Office national des recherches scientifiques et industrielles et des inventions © Fonds historique/colorisée pour Armand Colin/CNRS Images

L’air respiré, un objet de recherche stimulant

Au printemps 2020, en quelques semaines, la pandémie de Covid-19 a fait prendre la mesure aux sociétés du monde entier de la dimension profondément politique d’un phénomène physiologique indispensable à la vie : la respiration. Échanges d’air réalisés par un individu avec son environnement, la respiration place le corps biologique en interaction permanente avec le corps social. Aux discours savants des chimistes, des hygiénistes et des médecins se sont articulés ceux des industriels, des politiques et des populations pour définir la respiration sur la longue durée. Envisager la respiration comme objet historique permet d’articuler plusieurs champs, de l’histoire sociale de la santé à l’histoire des sciences, des techniques et de l’environnement et de faire dialoguer l’histoire avec les autres sciences humaines et sociales, ainsi qu’avec d’autres disciplines et pratiques professionnelles : arts plastiques, architecture, musique, pneumologie, réanimation. 

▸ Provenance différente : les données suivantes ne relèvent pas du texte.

Issue #1966, opened 2025-04-03
Off-chain DRep metadata image issue


Scitz0:
**Versions**
The `db-sync` version (eg `cardano-db-sync --version`): 13.6.0.5
PostgreSQL version: 17

**Build/Install Method**
The method you use to build or install `cardano-db-sync`: binary from GitHub

**Run method**
The method you used to run `cardano-db-sync` (eg Nix/Docker/systemd/none): systemd

**Problem Report**

**1.**
The processing of off-chain DRep metadata (CIP-119), when image is in base64 format instead of URL,  data put in the `off_chain_vote_drep_data` table for `image_url` field seems to trim off the data URI prefix part of the contentUrl field from json (`json->'body'->'image'->>'contentUrl'`). i.e. the `data:content/type;base64,` part.

**2.**
For the same table (`off_chain_vote_drep_data`), I have seen duplicate rows for the same `off_chain_vote_data_id`.

For example, this query yields three identical rows for me (mainnet):
select * from off_chain_vote_drep_data where given_name = 'Elite';

ArturWieczorek:
Thank you for reporting! 
Both issues were addressed in subsequent PRs that are now merged into master. 
https://github.com/IntersectMBO/cardano-db-sync/pull/2137
https://github.com/IntersectMBO/cardano-db-sync/pull/2138

They'll be included in the next release of `cardano-db-sync`.

PR #2137, opened 2026-06-08
Fix duplicate off-chain vote metadata child rows (#1966)

ArturWieczorek:
Re-processing the off-chain metadata of an already-stored voting anchor duplicated its child rows (off_chain_vote_drep_data, off_chain_vote_author, off_chain_vote_reference, off_chain_vote_external_update, off_chain_vote_gov_action_data). The parent insert used ON CONFLICT DO UPDATE ... RETURNING id, so a re-fetch returned the existing id, and the children - which have no uniqueness and were plain-inserted - were written again.

Make insertion idempotent: insertBulkOffChainVoteDataReturningNew uses ON CONFLICT DO NOTHING RETURNING (voting_anchor_id, hash, id) so only newly inserted parents come back, and the orchestration inserts child rows only for those, matched by natural key. Adds a WithResultBulkColumns result mode for a custom RETURNING column list. Prevents new duplicates; existing rows on synced DBs are unaffected.

Adds a regression test (cardano-db test-db) asserting a re-fetch creates no duplicate child rows.

# Description

# Checklist

- [ ] Self-reviewed the diff

# Migrations

### DIFF
--- a/cardano-db-sync/src/Cardano/DbSync/OffChain.hs
+++ b/cardano-db-sync/src/Cardano/DbSync/OffChain.hs
@@ -152,11 +152,8 @@ insertOffChainVoteResults trce resultQueue = do
         insertBulkOffChainVoteFetchErrors errors
       -- Process metadata in a pipeline if any
       unless (null metadataWithAccessors) $ do
-        -- Insert the parent rows and get back, for each NEWLY inserted parent, its accessor
-        -- paired with the new row id. Parents that were already stored are not returned, so we
-        -- never re-insert their child rows (this is the fix for the duplicate-rows bug, #1966).
+        -- Only newly-inserted parents are returned, so we never re-insert their children (#1966).
         newMetadata <- insertMetadataWithIds metadataWithAccessors
-        -- Now prepare all the related data for bulk inserts
         let allGovActions = catMaybes [offChainVoteGovAction acc ocvdId | (acc, ocvdId) <- newMetadata]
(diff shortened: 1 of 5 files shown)


ArturWieczorek:
Regression Tests :green_heart: 
https://github.com/IntersectMBO/cardano-node-tests/actions/runs/27565196794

La Chaire Santé-SHS de l’Université Paris 1 Panthéon-Sorbonne, le Centre d’histoire sociale des mondes contemporains (CHS, UMR8058, CNRS / Université Paris 1 Panthéon-Sorbonne) et le Centre Alexandre-Koyré (CAK, UMR8560, CNRS / EHESS / MNHN) ont organisé en 2024 deux journées d’études (Respirer, I et II) destinées à faire dialoguer ces regards disciplinaires et ces horizons professionnels. Une première journée (24 janvier 2024) a ouvert la réflexion sur la notion de respiration dans le temps long (xviiie-xxie siècle) et ses implications en termes de construction des savoirs et de transformations sociales. La seconde journée (28 mai 2024) a envisagé de manière plus spécifique la question des dispositifs respiratoires articulée à celle des espaces, dont la qualité et le renouvellement de l’air sont pensés et discutés par les sphères savantes et par les sociétés qui les occupent.

A man and wife and their two children and dog climbing up a grassy knoll as exercise in the fresh air.
Colour lithograph by Hulls. Source: Wellcome Collection

Ces questionnements sont au cœur des recherches menées au sein de la Chaire Santé-SHS de l’université Paris 1 Panthéon-Sorbonne, qui interroge les rapports entre les toxiques et les sociétés qu’ils habitent, les modes de perception, les savoirs scientifiques, les dispositifs de prévention et la gouvernance des risques impliquant l’usage de substances toxiques dans les sociétés industrielles1.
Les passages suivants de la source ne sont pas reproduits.